The EURJPY pair rose sharply to near 153.50 in Friday’s European session. The asset strengthened on the back of strong appeal for the Euro as the flash Eurozone HCOB Purchasing Managers’ Index (PMI) data for January has come in surprisingly stronger.

The HCOB PMI data, compiled by S&P Global, showed that the overall business activity expanded after contracting for two months.

The Composite PMI, which gauges the overall private sector activity, advanced to 50.2 from 49.6 in December. Economists expected the overall business activity to continue to contract but at a slower pace.

German recovery

The report also showed that strong business activity in the Eurozone majorly came from the German economy, which returned to expansion, while, the French economy continued to decline.

Surprisingly upbeat Eurozone PMI data has fears of weakening economic outlook, however, it is unlikely to diminish firm market expectations that the European Central Bank will cut rates in the policy meeting on Thursday.

The ECB is almost certain to cut its Deposit Facility rate by 25 bps to 2.75%. Traders are pricing in three more interest rate cuts by the ECB in the next three policy meetings.

Meanwhile, the Japanese Yen weakened across the board as markets already priced in a 25-bps interest rate hike by the Bank of Japan, which pushed borrowing rates higher to 0.5%.

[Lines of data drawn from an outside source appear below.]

PR #2772, opened 2022-12-15
Add additional admin setting to match security related group policies

yao-msft:
Added corresponding admin settings for InstallerHashOverride and LocalArchivemalwareScanOverride
Also added tests.

###### Microsoft Reviewers: [Open in CodeFlow](https://portal.fabricbot.ms/api/codeflow?pullrequest=https://github.com/microsoft/winget-cli/pull/2772)

### DIFF
--- a/src/AppInstallerCLICore/Workflows/ArchiveFlow.cpp
+++ b/src/AppInstallerCLICore/Workflows/ArchiveFlow.cpp
@@ -5,6 +5,7 @@
 #include "winget/Archive.h"
 #include "winget/Filesystem.h"
 #include "PortableFlow.h"
+#include <winget/AdminSettings.h>
 
 using namespace AppInstaller::Manifest;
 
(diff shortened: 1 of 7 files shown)


src/AppInstallerCLICore/Workflows/ArchiveFlow.cpp
```diff
@@ -5,6 +5,7 @@
 #include "winget/Archive.h"
 #include "winget/Filesystem.h"
```
ryfu-msft, line 6: Nit: Should these also use <>? I can fix when I create the PR for removing zip experimental feature

yao-msft: yes

src/AppInstallerCLICore/Workflows/ArchiveFlow.cpp
```diff
@@ -27,7 +28,8 @@ namespace AppInstaller::CLI::Workflow
             }
             else
             {
-                if (context.Args.Contains(Execution::Args::Type::IgnoreLocalArchiveMalwareScan))
+                if (context.Args.Contains(Execution::Args::Type::IgnoreLocalArchiveMalwareScan) &&
+                    Settings::IsAdminSettingEnabled(Settings::AdminSetting::LocalArchiveMalwareScanOverride))
```
ryfu-msft, line 32: >         Settings::IsAdminSettingEnabled(Settings::AdminSetting::LocalArchiveMalwareScanOverride)) [](http://example.com/codeflow?start=11&length=98)

Should there be a separate elseif block for when someone includes --ignore-local-archive-malware-scan but does not have the admin setting for LocalArchiveMalwareScanOverride enabled? If so, should there be a different error message specific to admin settings?

ryfu-msft (approved):

src/AppInstallerCLICore/Workflows/ArchiveFlow.cpp
yao-msft: This message is handled in command invocation.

The BoJ has also revised inflation forecast higher, as it expects price pressures to remain above 2% until FY2026 amid confidence over firm wage outlook.

The BoJ didn’t offer cues about when and at which pace the central bank will raise interest rates further.

“We don’t have any preset idea,” BoJ Governor Kazuo Ueda said. He added that the central bank takes a decision at each policy meeting by looking at “economic and price developments as well as risks”.